MORTA LA PERIFRASI
(DIVERTISSEMENT)
Odo festante un botto
che pur detonando rallegra
e nessuno uccide,
ma in fuga mette
dal mio fido amico d’amor costante
gli alati silenti fratelli
Morfeo, Fobetore e Fantaso:
spaurito e ignaro si ridesta
ed ambe le orecchie,
che drizzate avea da prima,
cader lascia seduto e sgomento
là dove i potenti di Persia
sedevano un tempo…
Insomma, un petardo scoppia
e spaventa il mio cane
che si drizza sul divano.
Però, morta la perifrasi
- balaibalan dei sacri vati insuperabili -
come farci ancor di poco o niente una poesia?
Note.
La circonlocuzione in luogo della parola specifica,
del nome proprio, dell’espressione diretta, è stata per secoli uno dei più
importanti strumenti del linguaggio poetico. Tutti i poeti, fino alla fine
dell’Ottocento e al Novecento, hanno fatto ricorso alla perifrasi ogni volta
che occorreva evitare il termine realistico, tecnico o quotidiano. Come
ricorda Francesco Sarri, ancora nell’Ottocento un maestro di retorica dava
ai suoi discepoli il consiglio di aborrire le idee basse, che rammentino cose
a noi troppo vicine… “Non dirai amore, ma il bendato arciere; non il vino
ma liquor di Bacco; non il leone, l’aquila, ma la regina de’ volanti, il
biondo imperator della foresta; non l’acqua, ma il liquido cristallo… Etc.).
Un altro esempio: prima che Guido Gozzano osasse
chiamare il caffè col suo nome, il Parini, costretto a parlarne per la prima
volta nei suoi versi, lo chiamò “la nettarea bevanda ove abbronzato / fuma
e arde il legume a te d’Aleppo / giunto e da Moca…”!

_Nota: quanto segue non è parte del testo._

PR #4081, opened 2026-08-10
drivers: Reduce PersistentData size

ternst-nv:
Reduce the reserved area of PersistentData by 4Kb.  This can be utilized for MLDSA optimization operations.

This also removes sparse space reservations for a number of data types, which are defined either through the ROM, Hardware or FMC.

Note:  This does change the location of some runtime specific Persistent Data fields.  This is acceptable since Hitless Update cannot be supported for this release due to the changes FMC.

### DIFF
--- a/drivers/src/memory_layout.rs
+++ b/drivers/src/memory_layout.rs
@@ -24,9 +24,9 @@ pub const CFI_STATE_ORG: u32 = 0x500003E4; // size = 6 words
 pub const BOOT_STATUS_ORG: u32 = 0x500003FC;
 pub const PERSISTENT_DATA_ORG: u32 = 0x50000400;
 
-pub const DATA_ORG: u32 = 0x50009C00;
+pub const DATA_ORG: u32 = 0x50009400;
 
-pub const STACK_ORG: u32 = 0x5000A400;
+pub const STACK_ORG: u32 = 0x50009C00;
 pub const ROM_STACK_ORG: u32 = 0x5001C000;
 
 pub const ESTACK_ORG: u32 = 0x5001F800;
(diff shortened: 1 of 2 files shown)


clundin25 (dismissed):

drivers/src/persistent.rs
```diff
@@ -43,17 +43,21 @@ pub const PCR_LOG_SIZE: u32 = 1024;
 pub const MEASUREMENT_LOG_SIZE: u32 = 1024;
 pub const FUSE_LOG_SIZE: u32 = 1024;
 pub const DPE_SIZE: u32 = 5 * 1024;
-pub const PCR_RESET_COUNTER_SIZE: u32 = 1024;
+pub const PCR_RESET_COUNTER_SIZE: u32 = 128;
 pub const AUTH_MAN_IMAGE_METADATA_MAX_SIZE: u32 = 7 * 1024;
-pub const IDEVID_CSR_SIZE: u32 = 1024;
-pub const FMC_ALIAS_CSR_SIZE: u32 = 1024;
+pub const IDEVID_CSR_SIZE: u32 = 516;
+pub const FMC_ALIAS_CSR_SIZE: u32 = 772;
```
zhalvorsen: Do these affect the ROM portion of persistent data? That may not be obviously until the nightly runs, but it could make the firmware incompatible with previous ROMs.

drivers/src/memory_layout.rs
```diff
@@ -54,7 +54,7 @@ pub const ICCM_SIZE: u32 = 128 * 1024;
 pub const DCCM_SIZE: u32 = 128 * 1024;
 pub const ROM_DATA_SIZE: u32 = 996;
 pub const DATA_SIZE: u32 = 2 * 1024;
-pub const STACK_SIZE: u32 = 85 * 1024;
+pub const STACK_SIZE: u32 = 89 * 1024;
```
zhalvorsen: I thought we were okay on stack space now. Did something change? Another option we could do is split the difference and expand the number of DPE contexts to 64. That has been a common ask from a lot of people over the years

drivers/src/persistent.rs
```diff
@@ -43,17 +43,21 @@ pub const PCR_LOG_SIZE: u32 = 1024;
 pub const MEASUREMENT_LOG_SIZE: u32 = 1024;
 pub const FUSE_LOG_SIZE: u32 = 1024;
 pub const DPE_SIZE: u32 = 5 * 1024;
-pub const PCR_RESET_COUNTER_SIZE: u32 = 1024;
+pub const PCR_RESET_COUNTER_SIZE: u32 = 128;
```
zhalvorsen: If we are going to break persistent data compatibility. We should also add add a version field while we are at it and maybe a marker magic value. This would make it is easier to ensure compatibility in later firmwares.

zhalvorsen (approved):

PR #4091, opened 2026-08-12
fpga: Adds a boot sequence for external I3C host

lstrz:
Depending on the external I3C boot parameter, a configuration sequence will be executed that sets things up for Caliptra to boot from the external I3C device.

### DIFF
--- a/hw-model/src/model_fpga_subsystem.rs
+++ b/hw-model/src/model_fpga_subsystem.rs
@@ -7,7 +7,7 @@ use crate::api_types::{DeviceLifecycle, Fuses};
 use crate::bmc::Bmc;
 use crate::fpga_regs::{
     Control, FifoData, FifoRegs, FifoStatus, FlashControl, FlashCtrlRegs, FlashOpStatus,
-    ItrngFifoStatus, WrapperRegs,
+    ItrngFifoStatus, SpareI3cControlSts, WrapperRegs,
 };
 use crate::keys::{DEFAULT_LIFECYCLE_RAW_TOKENS, DEFAULT_MANUF_DEBUG_UNLOCK_RAW_TOKEN};
 use crate::mcu_boot_status::McuBootMilestones;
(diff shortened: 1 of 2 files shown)


hw-model/src/model_fpga_subsystem.rs
```diff
@@ -587,6 +589,7 @@ impl ModelFpgaSubsystem {
             .regs()
             .mcu_reset_vector
             .set(FPGA_MEMORY_MAP.rom_offset);
+       self.wrapper.regs().spare_i3c_control_sts.modify(SpareI3cControlSts::UseExtI3cHost::SET);
```
clundin25: Should this be gated by the boolean?

hw-model/src/model_fpga_subsystem.rs
```diff
@@ -2296,6 +2308,29 @@ impl HwModel for ModelFpgaSubsystem {
...
+            cb(self);
+        }
+
+        // Notify MCU ROM it can start loading firmware.
+        let gpio = &self.wrapper.regs().mci_generic_input_wires[1];
+        let current = gpio.extract().get();
+        // MCU ROM will wait after reaching the mailbox for this bit before booting RT.
+        gpio.set(current | 1 << 31);
+
+        // ironically, we don't need to support this
```
clundin25: I think we can delete this comment

lstrz: Done.

hw-model/src/model_fpga_subsystem.rs
lstrz: ~I meant for this init sequence to be used specifically in scenarios where we know we want to call that, hence the name of the function indicating that.~
~The condition you're talking about will thus be checked before this call happens in the first place, by the caller. I have a subsequent commit that shows its use better. I'm not strictly opposed to modifying this though, if you feel strongly.~

lstrz: My bad, I think this line being here is a mistake, as we already have it in enable_external_i3c_upload_firmware_rri()

clundin25 (approved):

PR #4096, opened 2026-08-13
mldsa: cache polys

ternst-nv:
Implement an algorithm for caching the `A` matrix during MLDSA signing operations.  This can greatly reduce the cost of Rejection loop processing, as it avoids duplicated calculation of the `A` matrix polynomials which relies on the Keccak algorithm.

As part of this include a series of tests validating the full functionality, and which can produce timing results.

Stack and Performance metrics:
image

image

### DIFF
--- a/common/crypto/mldsa/src/mldsa87.rs
+++ b/common/crypto/mldsa/src/mldsa87.rs
@@ -54,6 +54,17 @@ const K_GAMMA_2: u32 = (K_PRIME - 1) / 32;
 const BETA: u32 = 120;
 const OMEGA: usize = 75;
 
+/// Number of ML-DSA-87 matrix A polynomials cached across the signing rejection
+/// loop. A is 8 rows x 7 columns = 56 polynomials and depends only on `rho`, so
+/// caching avoids re-expanding these via SHAKE128 on every iteration — the
+/// dominant per-iteration cost. Each cached polynomial is 24-bit packed (768
+/// bytes vs 1024 unpacked) and the cache lives on the sign stack.
+const A_CACHE_POLYS: usize = 50;
+/// Bytes per 24-bit-packed cached polynomial (256 coeffs * 3 bytes).
+const A_CACHE_POLY_BYTES: usize = K_DEGREE * 3;
+/// Total A-cache size in bytes.
+const A_CACHE_BYTES: usize = A_CACHE_POLYS * A_CACHE_POLY_BYTES;
+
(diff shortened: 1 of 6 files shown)


zhalvorsen:
It looks like this adds about 40KB to stack usage. Is that right?

ternst-nv:
Yes, that would be about right.  The stack usage is directly tied to the number of polynomials we cache, so we can directly trade between performance and DCCM usage if we wish to keep greater buffer.

zhalvorsen (dismissed):

common/crypto/mldsa/src/mldsa87.rs
```diff
@@ -680,9 +725,17 @@ fn matrix87_expand_mul_mask(
...
-            scalar_from_keccak_vartime(&mut m_ij, &derived_seed);
+            let idx = j * 8 + i;
+            if idx < A_CACHE_POLYS {
+                scalar_unpack_24(
+                    &mut m_ij,
+                    &a_cache[idx * A_CACHE_POLY_BYTES..(idx + 1) * A_CACHE_POLY_BYTES],
+                );
+            } else {
+                derived_seed[K_RHO_BYTES + 1] = i as u8;
+                derived_seed[K_RHO_BYTES] = j as u8;
```
pjhades, line 736: nit: it looks like this assignment can be moved to the outer loop?

runtime/tests/runtime_integration_tests/test_command_timing.rs
```diff
@@ -111,3 +131,241 @@ fn measure_runtime_command_timing() {
...
+    use dpe::{
+        commands::{CertifyKeyCommand, CertifyKeyFlags, CertifyKeyMldsa87Cmd},
+        context::ContextHandle,
+    };
+    use zerocopy::IntoBytes;
+
+    /// Number of distinct-label CERTIFY_KEY calls to sample.
+    const N: usize = 50;
+
+    let mut model = run_rt_test(RuntimeTestArgs {
```
pjhades: nit: is it possible for this test to reuse `sample_certify_worker`?

pjhades (dismissed):

common/crypto/mldsa/src/mldsa87.rs
ternst-nv: Hmm, derived seed is only used in this block, so I'd prefer to keep it here.

zhalvorsen (approved):

PR #4106, opened 2026-08-13
Add execution of CSRNG KAT before usage in CFI init

### LINKED ISSUE #4037: [FIPS-140-3] - CTR_DRBG (CSRNG) executed before its SP 800-90A CAST in ROM boot — violates FIPS 140-3 / ISO 19790 AS10.27
* Caliptra Version(s) (2.1)
* Caliptra Mode (Subsystem Mode)

## Problem

In Caliptra ROM boot, the SP 800-90A **CTR_DRBG (CSRNG)** is executed (`Generate()`) to seed the CFI random-delay PRNG and the ABR SCA countermeasure at `rom/dev/src/main.rs:82-88` and `:101-104` — **before** the DRBG's known-answer self-test (`CsrngKat`, `kat/src/lib.rs:80`) runs.

```rust
CfiCounter::reset()                          cfi_counter.rs:77-80
  └─ prng().mix_entropy(entropy_gen)
       entropy_gen = || trng.generate4()     rom/dev/src/main.rs:82-85
            └─ Trng::generate4()             drivers/src/trng.rs
                 └─ csrng.generate12()       drivers/src/csrng.rs:187   ← CSRNG / CTR_DRBG Generate
``` 
| Self-test | Standard | IG 10.3.A item | Runs before first DRBG `Generate()`? |
|---|---|---|---|
| Entropy-source health tests (repcnt/adaptp/markov) | SP 800-90B | Resolution #7 (are CASTs, AS10.34) | **YES — hardware-gated** |
| CTR_DRBG known-answer test (`CsrngKat`) | SP 800-90A | Resolution #6 (§11.3) | **NO — runs later** |

## AS violated

- **ISO/IEC 19790:2025 AS10.27** — *"The conditional cryptographic algorithm self-test shall be executed prior to the first operational use of the cryptographic algorithm after power-on…"* (mirrored in **FIPS 140-3 IG 10.3.A [10.27]**).
- Reinforced by **IG 10.3.A GeneralNote8** — *"a CAST shall be performed prior to first time algorithm execution in the approved mode,"* and **Resolution 6** (SP 800-90A DRBG CAST required per §11.3 for the `Generate` function that is the one being invoked).

The CTR_DRBG (an approved algorithm; a random bit generator is a "security function" per **ISO 3.126**) is executed before its CAST completes — contrary to AS10.27's plain, unqualified text.

## Caveat

SP 800-90A §11.3 full text not locally verified; confirm it doesn't already permit pre-KAT DRBG execution when no approved output is consumed.

nquarton:
Run the CSRNG KAT prior to any use.

We believe the existing use before the KAT should be permitted given it is not a FIPS approved use case. But this change removes any debate or doubt during CMVP review.

### DIFF
--- a/rom/dev/src/main.rs
+++ b/rom/dev/src/main.rs
@@ -76,6 +76,12 @@ pub extern "C" fn rom_entry() -> ! {
         Err(e) => handle_fatal_error(e.into()),
     };
 
+    // Run CSRNG KAT before any CSRNG output is consumed
+    #[cfg(not(feature = "fake-rom"))]
+    if let Err(e) = CsrngKat::default().execute(&mut trng) {
+        handle_fatal_error(e.into());
+    }
+
     // Initialize CFI before creating the rest of the environment
     // (AesGcm::new runs KATs which have CFI annotations)
     if cfg!(feature = "cfi") {
--- a/rom/dev/tests/rom_integration_tests/test_cfi.rs
+++ b/rom/dev/tests/rom_integration_tests/test_cfi.rs
@@ -9,6 +9,7 @@ use caliptra_common::RomBootStatus;
 use caliptra_emu_cpu::CoverageBitmaps;
 use caliptra_hw_model::{BootParams, HwModel, InitParams};
 
+#[allow(dead_code)]
 fn find_symbol<'a>(symbols: &'a [Symbol<'a>], name: &str) -> &'a Symbol<'a> {
     symbols
         .iter()
@@ -57,8 +58,7 @@ fn test_memcpy_not_called_before_cfi_init() {
 
         hw.step_until_boot_status(RomBootStatus::CfiInitialized.into(), true);
 
-        assert_symbol_not_called(&hw, find_symbol(&symbols, "memcpy"));
-        assert_symbol_not_called(&hw, find_symbol(&symbols, "memset"));
+        // Ideally we would also check for memcpy and memset, but the CSRNG KAT has to happen before the CFI init which uses it
         assert_symbol_not_called(&hw, find_symbol_containing(&symbols, "read_volatile_slice"));
         assert_symbol_not_called(
             &hw,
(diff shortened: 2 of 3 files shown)


zhalvorsen (dismissed):

RaunakGu:
@nquarton @zhalvorsen, Could you please help to add this under ROM-2.1.3 milestone

rom/dev/tests/rom_integration_tests/test_cfi.rs
```diff
@@ -57,8 +58,7 @@ fn test_memcpy_not_called_before_cfi_init() {
 
         hw.step_until_boot_status(RomBootStatus::CfiInitialized.into(), true);
 
-        assert_symbol_not_called(&hw, find_symbol(&symbols, "memcpy"));
-        assert_symbol_not_called(&hw, find_symbol(&symbols, "memset"));
+        // Ideally we would also check for memcpy and memset, but the CSRNG KAT has to happen before the CFI init which uses it
```
nquarton, line 61: I unfortunately had to remove this portion of the check since the CSRNG KAT introduces both of these prior to CFI init. My understanding is there is no degradation in security since that KAT didn't have CFI annotations to begin with. But this means this test is less likely to catch other code being added prior to CFI init.

clundin25 (dismissed):

rom/dev/src/main.rs
```diff
@@ -76,6 +76,12 @@ pub extern "C" fn rom_entry() -> ! {
         Err(e) => handle_fatal_error(e.into()),
     };
 
+    // Run CSRNG KAT before any CSRNG output is consumed
+    #[cfg(not(feature = "fake-rom"))]
+    if let Err(e) = CsrngKat::default().execute(&mut trng) {
+        handle_fatal_error(e.into());
+    }
```
clundin25, line 83: Where did this run before? Shouldn't there be some code to delete?

It would be nice to make the KAT happen in the CSRNG constructor, but that is a broader change

nquarton: It ran with the rest of the KATs and it is still there. I can't fully remove it from there since it needs to run when invoking the self tests (which shares that code). We could add some args that specify whether or not to run it, but given this is a very quick KAT (~10k cycles or 0.025ms) I figured the safer approach for this patch was to just add an extra execution of it. The same patterns exists for the SHA256 KAT that has to run prior to the ROM integrity test. That also runs twice.

Vishal also was looking into refactoring KAT execution so they can run on-demand instead of like this.

Overall, I am not really opposed to optimizing this. But I went for the fewest ROM changes here since a refactor of this is expected.

clundin25: That sounds good, I don't have any feedback that is actionable, just was interested in raising it

mhatrevi (dismissed):

mhatrevi (approved):

clundin25 (approved):

PR #3930, opened 2026-06-30
Record subsystem mode in ROM DeviceStatus measurement

v-focutter:
Summery:
* Added the subsystem to the device status
* Added Tests for both states of the new flag

Task [3916](https://github.com/chipsalliance/caliptra-sw/issues/3916)

PR #4112, opened 2026-08-15
[nightly] Support older ROMs in DICE and PCR0 derivation for nightly CI

zhalvorsen:
#3930 ("Record subsystem mode in ROM DeviceStatus measurement") added subsystem_mode to the ROM DeviceStatus PCR measurement (extending it from 17 to 18 bytes) and to gen_fmc_alias_vendor_device_info_hash. Follow-up commit #4065 ("Fix smoke test failures caused by missing subsystem mode in TCB info and PCR0 derivation") updated test derivation logic unconditionally.

Nightly release workflows run test suites against frozen older ROMs (2.1.0 and 2.1.1 via CPTRA_CI_ROM_VERSION). Because older ROMs did not include subsystem_mode in DeviceStatus or vendor device info TCB digests, smoke_test failed on both:

1. TCB Info comparison between the ROM-generated certificate and the FMC-generated CSR (where FMC from HEAD hashed subsystem_mode while the older ROM did not).
2. Expected PCR0 / FMC Alias Key derivation in test helpers.

This change:

1. Adds `SocIfc::rom_fw_rev_id()` to inspect CPTRA_FW_REV_ID[0] at runtime.
2. Updates `common::dice::gen_fmc_alias_vendor_device_info_hash` to only include subsystem_mode when running on ROM > 2.1.2.
3. Conditionalizes `subsystem_mode` inclusion in `test::derive::Pcr0::derive` and `smoke_test::smoke_test` based on `caliptra_builder::get_ci_rom_version()`.
4. Updates `test_derive_pcr0` unit test to assert golden PCR0 values for both older and latest ROM configurations.

Tested:

- `smoke_test::smoke_test` with CPTRA_CI_ROM_VERSION=2.1.0
- `smoke_test::smoke_test` with CPTRA_CI_ROM_VERSION=2.1.1
- `smoke_test::smoke_test` with default (latest) ROM
- `cargo check --all-targets --workspace`


builder/src/lib.rs
```diff
@@ -508,6 +527,35 @@ pub fn rom_for_fw_integration_tests_fpga(fpga: bool) -> io::Result<Cow<'static,
                 Err(other_err(format!("Unexpected ROM fwid {rom_from_env:?}")))
             }
         }
+        CiRomVersion::Rom2_1_2 => {
```
clundin25, line 530: Out of scope for this PR, we should replace this logic with: https://github.com/chipsalliance/caliptra-sw/blob/main/builder/src/firmware.rs#L739

clundin25 (approved):

builder/src/lib.rs
zhalvorsen: Oh yeah I forgot you added that. That would be easy better

PR #4120, opened 2026-08-17
runtime: fix aliasing UB

pjhades:
Rely on zerocopy traits to cast the raw command buffer to a `&mut [AuthManifestImageMetadata]` in a safe way.

### DIFF
--- a/runtime/src/set_auth_manifest.rs
+++ b/runtime/src/set_auth_manifest.rs
@@ -363,16 +363,9 @@ impl SetAuthManifestCmd {
             .get_mut(..metadata_size)
             .ok_or(CaliptraError::RUNTIME_AUTH_MANIFEST_IMAGE_METADATA_LIST_INVALID_SIZE)?;
 
-        let entry_count = u32::from_le_bytes(
-            buf.get(..size_of::<u32>())
-                .ok_or(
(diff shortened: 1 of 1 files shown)


clundin25 (dismissed):

runtime/src/set_auth_manifest.rs
```diff
@@ -360,23 +360,28 @@ impl SetAuthManifestCmd {
...
         // Resize the buffer to the metadata size.
         let buf = cmd_buf
-            .get(..metadata_size)
+            .get_mut(..metadata_size)
             .ok_or(CaliptraError::RUNTIME_AUTH_MANIFEST_IMAGE_METADATA_LIST_INVALID_SIZE)?;
 
-        // Typecast the mailbox buffer to the image metadata collection.
-        let metadata_mailbox =
-            unsafe { &mut *(buf.as_ptr() as *mut AuthManifestImageMetadataCollection) };
+        let entry_count = u32::from_le_bytes(
```
ternst-nv: [nit] Could we rely on the `ImageMetadataCollection` to provide the address in the buf of the entry count?  We could also use `zerocopy` for u32 to shrink this code a bit.

ternst-nv (dismissed):
LGTM

ternst-nv (approved):
LGTM

PR #4136, opened 2026-08-20
docs:  Add PL0/PL1 documentation

ternst-nv:
Document whether a command is restricted, and if so any PL1 permissions in both a easily viewable table and as documentation on each command.

This is intended to serve both as a convenient notice for integrators/ developers on what commands are available.


clundin25 (approved):

nquarton (approved):
Looks good to me.

I worry a little that having the into in two places (both the table and the command reference) may eventually end up out-of-sync. But I don't feel that strongly that it needs to be changed.

PR #4137, opened 2026-08-21
mldsa: Add some additional zeroizing

ternst-nv:
As a defence in depth precaution add some additional zeroizing of sensitive information calculated as part of the MLDSA library internals and utilizing callers.

This does not effect stack usage at all, increases imem by ~400 bytes, with more than 5Kb of imem remaining, and does slightly increase the runtime of MDLSA operations.  The marginal performance regression is determined to be worth the defense in depth provided.

### DIFF
--- a/runtime/src/set_pq_seed.rs
+++ b/runtime/src/set_pq_seed.rs
@@ -30,14 +30,16 @@ impl SetPqSeedCmd {
         drivers.ensure_pl0()?;
 
         let mut cmd = SetPqSeedReq::new_zeroed();
-        crate::packet::copy_from_mbox(drivers, cmd.as_mut_bytes())?;
+        crate::packet::copy_from_mbox(drivers, cmd.as_mut_bytes())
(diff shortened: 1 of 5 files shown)


runtime/src/set_pq_seed.rs
```diff
@@ -35,13 +36,16 @@ impl SetPqSeedCmd {
...
         Self::derive_pq_devid_cdi(drivers, &cmd.seed, &mut out)?;
 
         drivers
             .persistent_data
             .get_mut()
-            .set_pq_devid_cdi(out.into())?;
+            .set_pq_devid_cdi((*out).into())?;
+
+        // The request buffer still holds the caller-supplied seed.
+        cmd.seed.zeroize();
```
clundin25, line 50: I think this will be skipped on an early return on line 40 or 42.

ternst-nv: Good catch, added zeroizing for those, thanks!

clundin25 (approved):

PR #291, opened 2016-06-20
LL-Update refresher_on_this.md

llittlewtw:
copy edits
I set up the two cases as a numbered list, please confirm that I've set up the list and indent spacing properly. I'm not sure if the info following #2's example should actually be indented as part of #2.


SethDavenport:
The 'view example' should not be indented, since it demonstrates to both points.

SethDavenport:
Otherwise looks good.

PR #292, opened 2016-06-20
LL-Update arrow_functions.md

llittlewtw:
copy edits

### DIFF
--- a/handout/features/arrow_functions.md
+++ b/handout/features/arrow_functions.md
@@ -1,8 +1,7 @@
 # Arrow Functions
 
 ES6 offers some new syntax for dealing with `this`: "arrow functions".  
-Arrow functions also make working with "higher order" functions (functions that take
-functions as parameters) much easier to work with.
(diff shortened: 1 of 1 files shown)


handout/features/arrow_functions.md
```diff
@@ -1,7 +1,7 @@
 # Arrow Functions
 
-ES6 offers some new syntax for dealing with `this`: "arrow functions".  Arrow
-function also make working with "higher order" functions (functions that take
+ES6 offers some new syntax for dealing with `this`: "arrow functions".  
+Arrow functions also make working with "higher order" functions (functions that take
```
SethDavenport: '.. make working with ... much easier to work with'

Probably a place where our text could be refined even more :)

llittlewtw: safe to just remove the parenthetical?

SethDavenport: What I'm getting at is the two instances of 'work with'

Maybe something like: "Arrow functions also make higher order functions much easier to work with."

PR #302, opened 2016-06-20
adding in cover images that get applied to PDF, ePub and .mobi

driches:
Gitbooks automatically adds cover.jpg or cover_small.jpg to the exported file for PDF, ePUB and .Mobi. Adding these files in the correct dimensions.

http://toolchain.gitbook.com/ebook.html


SethDavenport:
:shipit:

PR #325, opened 2016-06-21
LL-Update file_structure.md

llittlewtw:
copy edits
please review markdown, I'm not sure why the last few paragraphs are showing as blue in the editor, I rearranged the examples but don't think I missed any pieces. It does seem to look ok in the preview.

### DIFF
--- a/handout/bootstrapping/file_structure.md
+++ b/handout/bootstrapping/file_structure.md
@@ -1,22 +1,10 @@
-# File structure
+# File Structure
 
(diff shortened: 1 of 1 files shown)


SethDavenport:
@llittlewtw which editor are you using?

llittlewtw:
I'm editing directly in Github, so whatever is the native editor. If it looks ok to you and looks ok in the output, we can ignore.

PR #482, opened 2016-06-26
LL-Update class_decorators.md

llittlewtw:
changed Cdn spelling of behaviour in code example - please confirm that this is ok


SethDavenport:
Yes - lines that start with `//` are comments so this doesn't affect the execution of the code sample.

PR #543, opened 2016-06-28
LL-Update summary.md

llittlewtw:
remove serial comma (US spelling)


driches:
`They provide a multitude of functions to create stream from many other types, and to manipulate and transform them.`

Switches between stream singular and "them" referring to plural. 

Should read as follows:
They provide a multitude of functions to create streams from many other types, and to manipulate and transform them.

PR #563, opened 2016-06-28
LL-Update using-chai.md

llittlewtw:
remove serial comma (US spelling)


SethDavenport:
This PR makes sense in the context of copy editing, so I'll merge it. However it raises a broader question for the support team: does it even make sense to cover chai at all if we're using Jasmine?

Jasmine has its own expectation syntax. I typically consider Jasmine to be functionally a replacement for mocha+chai+sinon

SethDavenport:
@bennett000 @clbond @winkervsbecks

Il fatto che io abbia scritto questo divertissement
è perché gran parte delle poesie classiche, considerate patrimonio
“insuperabile” ancora oggi, stringendo, in realtà, spesso, non dicono che
poco più o lo stesso del “petardo che scoppia / e spaventa il cane / che si
drizza sul divano”, e tutta l’arte poetica si complica in circonlocuzioni
incomprensibili senza note a pie’ di pagina, senza contare la
metrica e la stilistica. Nonostante un secolo e più di sliricizzazione,
ancora oggi c’è chi aborre la parola specifica, il nome proprio,
l’espressione diretta, pensando che ciò non sia poesia creando altre
perifrasi di effetto più moderno, ma non meno ridicolo.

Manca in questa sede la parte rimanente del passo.